女王一匹と、働きアリ数匹の小さなファミリーだ。
早速、飼う容器の作成。
ガラスののりの瓶に、これに入る一番大きな空き缶を逆さにしていれて、土を入れる。
(今なら、大きなペットボトルを上から3分の1位のところを、半分に切って、小さなペットボトルを逆さに入れて、土を入れて接合する。)
これにガラスのふたをして完成。(細かなところは省略してます。)
この買い方は、私の考案した方法として「科学朝日」にも掲載された。
さて、えさであるが、砂糖ではいけない。雄の蚊など小さな昆虫がいい。
巣に運んで幼虫にやる様子が見られた。
アリの数が増えると、小さな甲虫を入れると狩りをする様子も見られた。
3年ほど飼い続けて、アリの数が数百匹になったところで、庭に放した。
しばらくは、この巣から行列を作り、盛んに活動をしていた。
ところが、ある日、アリの様子が変だ。皆うつむき加減で、小刻みにふるえていて、歩かない。

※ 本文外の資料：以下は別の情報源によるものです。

PR #108, opened 2025-09-08
Retract v2 tags that cannot be installed

ccoVeille:
Related to https://github.com/yaml/go-yaml/issues/96

### DIFF
--- a/go.mod
+++ b/go.mod
@@ -3,3 +3,8 @@ module go.yaml.in/yaml/v2
 go 1.15
 
 require gopkg.in/check.v1 v0.0.0-20161208181325-20d25e280405
+
+// these tags come from gopkg.in/yaml.v2
+// they cannot be installed from go.yaml.in/yaml/v2 as it doesn't match
+// so they are invalid and are retracted.
+retract [v2.0.0, v2.4.0] // v2.4.1 is the first one with go.yaml.in/yaml/v2 module.


ccoVeille:
Please note we will have to create a v2.4.3 tags to make it available

go.mod
```diff
@@ -3,3 +3,8 @@ module go.yaml.in/yaml/v2
 go 1.15
```
SVilgelm, line 3: You, probably, need to change version of go as well, because the retract directive was added in v16: https://go.dev/ref/mod#go-mod-file-retract

ccoVeille: Good catch

It would require some tests maybe.

While what you said is right, I feel like.

If the lib is used with Go 1.15, the user won't get warned, you are right. But the go get will fail anyway because package name won't satistify its import path.

If the lib is used with Go 1.16+, the retract will be parsed and it will be OK.

Also, the retract thing is about informing about the status on pkg.go.dev

But good catch.

ccoVeille:
I feel like I should have used what is documented on Go spec and I didn't get until now.

https://go.dev/ref/mod#go-mod-file-retract

```
 version containing retractions may retract itself. If the highest release or pre-release version of a module retracts itself, the @latest query resolves to a lower version after retracted versions are excluded.

As an example, consider a case where the author of module example.com/m publishes version v1.0.0 accidentally. To prevent users from upgrading to v1.0.0, the author can add two retract directives to go.mod, then tag v1.0.1 with the retractions.

retract (
    v1.0.0 // Published accidentally.
    v1.0.1 // Contains retractions only.
)

When a user runs go get example.com/m@latest, the go command reads retractions from v1.0.1, which is now the highest version. Both v1.0.0 and v1.0.1 are retracted, so the go command will upgrade (or downgrade!) to the next highest version, perhaps v0.9.5.
```

I should also have retracted the v2.4.3, the next tag that would be created for retracting the old versions.

The issue I see now is that dependabot will suggest upgrading repository using go-yaml to v2.4.3 while there is no need.

Please note, it's done. It's OK. No real harm.
It's just it could have been done differently. Let's think about it for the v3 retractions

ccoVeille:
Please note that what we could do would be this:

- add a go mod retract directive for 2.4.3
- add a go mod retract directive for 2.4.4
- create the 2.4.4

But there is rush or need. I'm just describing how to do it, if we want to do it.

ccoVeille:
> The issue I see now is that dependabot will suggest upgrading repository using go-yaml to v2.4.3 while there is no need.

Here are the effect of what I described

https://github.com/search?q=go-yaml+v2.4.3&type=pullrequests

212 opened PR for now, PR that are not needed

image

ccoVeille:
Here is the result of the retract

Before

```console
$ GOPROXY=direct go list -m -versions -json
{
	"Path": "go.yaml.in/yaml/v2",
	"Versions": [
		"v2.0.0",
		"v2.1.0",
		"v2.1.1",
		"v2.2.0",
		"v2.2.1",
		"v2.2.2",
		"v2.2.3",
		"v2.2.4",
		"v2.2.5",
		"v2.2.6",
		"v2.2.7",
		"v2.2.8",
		"v2.3.0",
		"v2.4.0",
		"v2.4.1",
		"v2.4.2",
		"v2.4.3"
	],
	"Main": true,
	"Dir": "~/dev/perso/oss/go-yaml",
	"GoMod": "~/dev/perso/oss/go-yaml/go.mod",
	"GoVersion": "1.15"
}
```

After

```console
$ GOPROXY=direct go list -m -versions -json
{
	"Path": "go.yaml.in/yaml/v2",
	"Versions": [
		"v2.4.1",
		"v2.4.2",
		"v2.4.3"
	],
	"Main": true,
	"Dir": "~/dev/perso/oss/go-yaml",
	"GoMod": "~/dev/perso/oss/go-yaml/go.mod",
	"GoVersion": "1.15"
}
```

ccoVeille:
@ingydotnet I think the following tags could be deleted from the repository

		"v2.0.0",
		"v2.1.0",
		"v2.1.1",
		"v2.2.0",
		"v2.2.1",
		"v2.2.2",
		"v2.2.3",
		"v2.2.4",
		"v2.2.5",
		"v2.2.6",
		"v2.2.7",
		"v2.2.8",
		"v2.3.0",
		"v2.4.0",

@stefanprodan please confirn you agree

If so, then we may proceed to their deletion

PR #110, opened 2025-09-09
Add options system

HadrienPatte:
This PR is a proposal for a new options based configuration framework for yaml functions. One of the objectives is to bring new behaviors without breaking change by making the new behaviors gated by an option.

See individual commit messages:

---

Remove unused strict argument for unmarshal function

This change is safe to do as `unmarshal` is an internal function and the
`strict` argument is unused.

---

Add options arguments to public functions

Add a variadic `Options` argument to public functions:
* `Unmarshal`/`Marshal`
* `NewDecoder`/`NewEncoder`
* `Node.Decode`/`Node.Encode`

`Options` is a struct that will have unexported fields representing
various marshalling and unmarshalling parameters. Instances of `Options`
will be created via helper functions.

---

Adopt new options framework for indent and knownFields

This commit builds upon the previous one to adopt the new `Options`
framework for two existing parameters: `indent` and `knownFields` which
are currently controlled respectively through the `Encoder.SetIndent()`
and `Decoder.KnownFields()` methods.

With this commit, they can now additionally be set via `OptionIndent()`
and `OptionKnownFields()` which return an `Options` that can be passed to
any public method and will get propagated down to the relevant place.


options.go
ccoVeille, line 1: What do you guys think about the idea of having an option package?

There is no such a thing in json/v2 standard lib, bit I feel I would prefer to isolate them in a dedicated packages this way IDE autocompletion and public documentation on pkg.go.dev is not polluted with options

options.go
```diff
@@ -0,0 +1,72 @@
+package yaml
+
+// Options holds configuration options for YAML processing
+type Options struct {
```
ccoVeille: I would use an unexported struct.

ccoVeille: I would prefer 

type Option func(*config) 

With config being your Options struct

yaml.go
```diff
@@ -85,30 +85,33 @@ type Marshaler interface {
...
+		parser:  newParserFromReader(r),
+		options: options,
 	}
 }
 
 // KnownFields ensures that the keys in decoded mappings to
 // exist as fields in the struct being decoded into.
 func (dec *Decoder) KnownFields(enable bool) {
-	dec.knownFields = enable
+	dec.options.knownFields = &enable
```
ccoVeille: Here usually there should have a default configuration. With a loop on the variadic made of func(*config)

options.go
HadrienPatte: I updated the PR to move the option logic to a separate package and use option functions, but one issue I found is that with a separate options package, I don't think I can have `config` be an unexported struct

ingydotnet:
One thing I'd like is a really easy way to specify options in YAML file.

Possibly even having an env var that specifies such a file.

options.go
ccoVeille: Indeed.

config could be moved to an internal package, maybe.

So it would be exported but not not of the module

yaml.go
```diff
@@ -85,30 +87,33 @@ type Marshaler interface {
...
 //
 // The decoder introduces its own buffering and may read
 // data from r beyond the YAML values requested.
-func NewDecoder(r io.Reader) *Decoder {
+func NewDecoder(r io.Reader, opts ...option.Option) *Decoder {
+	config := option.NewConfig(opts...)
 	return &Decoder{
 		parser: newParserFromReader(r),
+		config: config,
 	}
```
ccoVeille, line 110: Maybe this


```suggestion
 	return &Decoder{
 		parser: newParserFromReader(r),
		config: option.NewConfig(opts...),
 	}
```

yaml.go
```diff
@@ -85,30 +87,33 @@ type Marshaler interface {
...
 }
 
 // KnownFields ensures that the keys in decoded mappings to
 // exist as fields in the struct being decoded into.
 func (dec *Decoder) KnownFields(enable bool) {
-	dec.knownFields = enable
+	dec.config.Apply(option.WithKnownFields(enable))
```
ccoVeille, line 116: You can't be sure the config field is set here.

You will have to init if missing. This should be done in a dedicated function of this struct that could be reused

ccoVeille (commented):
Some random feedback.

ingydotnet:
I fixed the commit message errors. Commit message subject lines need to be 20-50 chars long.

option/option.go
```diff
@@ -0,0 +1,61 @@
...
+// GetKnownFields returns the Config's knownFields if set or the default value
+func (c *Config) GetKnownFields() bool {
+	if c.knownFields != nil {
+		return *c.knownFields
+	}
+	return defaultKnownFields
+}
+
+// NewConfig creates a new Config with the provided options
+func NewConfig(opts ...Option) *Config {
```
inteon, line 48:
```suggestion
func newConfig(opts ...Option) *Config {
```

This function probably does not need to be public.

option/option.go
```diff
@@ -0,0 +1,61 @@
+package option
+
+// Config holds configuration options for YAML processing
+type Config struct {
```
inteon, line 4:
```suggestion
type config struct {
```

This type probably does not need to be public.

yaml.go
```diff
@@ -85,30 +87,33 @@ type Marshaler interface {
...
+	config := option.NewConfig(opts...)
+	return unmarshal(in, out, config)
 }
 
 // A Decoder reads and decodes YAML values from an input stream.
 type Decoder struct {
-	parser      *parser
-	knownFields bool
+	parser *parser
+	config *option.Config
```
inteon, line 98:
```suggestion
	config option.Config
```

I believe it will be more efficient & easier to keep this as a non-pointer.

HadrienPatte:
Closing in favor of #162

PR #112, opened 2025-09-10
Add new public token and parser access functions

ingydotnet:
These are needed by https://github.com/yaml/go-yaml-cli which is an essential tool for understanding and debugging go-yaml.

### DIFF
--- a/yaml.go
+++ b/yaml.go
@@ -899,3 +899,131 @@ func formatEvent(e *yamlEvent) string {
 	}
 	return b.String()
 }
+
+// Token represents a YAML token
+type Token struct {
+	Type      string
+	Value     string
+	Style     string
+	StartLine int
+	StartCol  int
+	EndLine   int
+	EndCol    int
+}
+
+// Convert a yamlScalarStyle to a string representation
+func scalarStyleToString(style yamlScalarStyle) string {
+	switch style {
+	case yaml_PLAIN_SCALAR_STYLE:
+		return "Plain"
+	case yaml_SINGLE_QUOTED_SCALAR_STYLE:
+		return "Single"
+	case yaml_DOUBLE_QUOTED_SCALAR_STYLE:
+		return "Double"
+	case yaml_LITERAL_SCALAR_STYLE:
+		return "Literal"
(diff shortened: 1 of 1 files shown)


yaml.go
```diff
@@ -899,3 +899,131 @@ func formatEvent(e *yamlEvent) string {
...
+		token.Type = "UNKNOWN"
+	}
+
+	return token, nil
+}
+
+// Close releases the parser resources
+func (p *Parser) Close() {
+	p.parser.delete()
+}
```
ccoVeille, line 1029: I would move all this to

internal/debug/ folder

Or any other names, but something under internal/

Then this folder will have headers like

```
package go.yaml.in/yaml/v4internal/debug
```

And then I would move go-yaml-cli files into this repository to `/cmd/go-yaml-cli/` folder. The files in this folder would have the `package main` that prevents code to be exported.

And then go-yaml and go-yaml-cli could use the code in go.yaml.in/yaml/v4internal/debug without having it exported

ccoVeille: Another option is to have

`cmd/go-yaml-cli/main.go` (and only this file)
`internal/debug/*.go`
`internal/cmd/go-yaml-cli/*.go`

The first one imports code from go.yaml.in/yaml/v4/internal/cmd/go-yaml-cli and from go.yaml.in/yaml/v4/internal/debug

And go.yaml.in/yaml/v4 code imports from go.yaml.in/yaml/v4/internal/debug package

yaml.go
```diff
@@ -899,3 +899,131 @@ func formatEvent(e *yamlEvent) string {
...
+	case yaml_FOLDED_SCALAR_STYLE:
+		return "Folded"
+	default:
+		return ""
+	}
+}
+
+// Parser provides access to the internal YAML parser
+type Parser struct {
+	parser yamlParser
```
ccoVeille, line 934: So here is what you need in the go-yaml-cli I think

It means the yamlaParser that is currently unexported needs to be moved to internal/ and make it exported (but then limited to the module only)

And so the yamlParser and all its method will need to be moved to internal/parser/

ingydotnet:
Replaced by #113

もうだめだ、これは、アリの戦争で負けたときの様子だ。
アリの戦争のとき、小さな方のアリがとる戦法の一つに、4.5匹のアリが大きな方のアリの足を1.2本くわえて四方から引っ張る、この状態を数時間続けると、大きなありは、体の機能が壊れて、上記の様になる。
これら動けないアリは、2.3日で風がどこかに吹き飛ばしてしまった様だ。
以後このファミリーの消息は不明。
滅んだのか、再度勢いを取り戻したのか・・・、クロアリのコロニーは所々にあったが、もはや私には区別がつかなかった。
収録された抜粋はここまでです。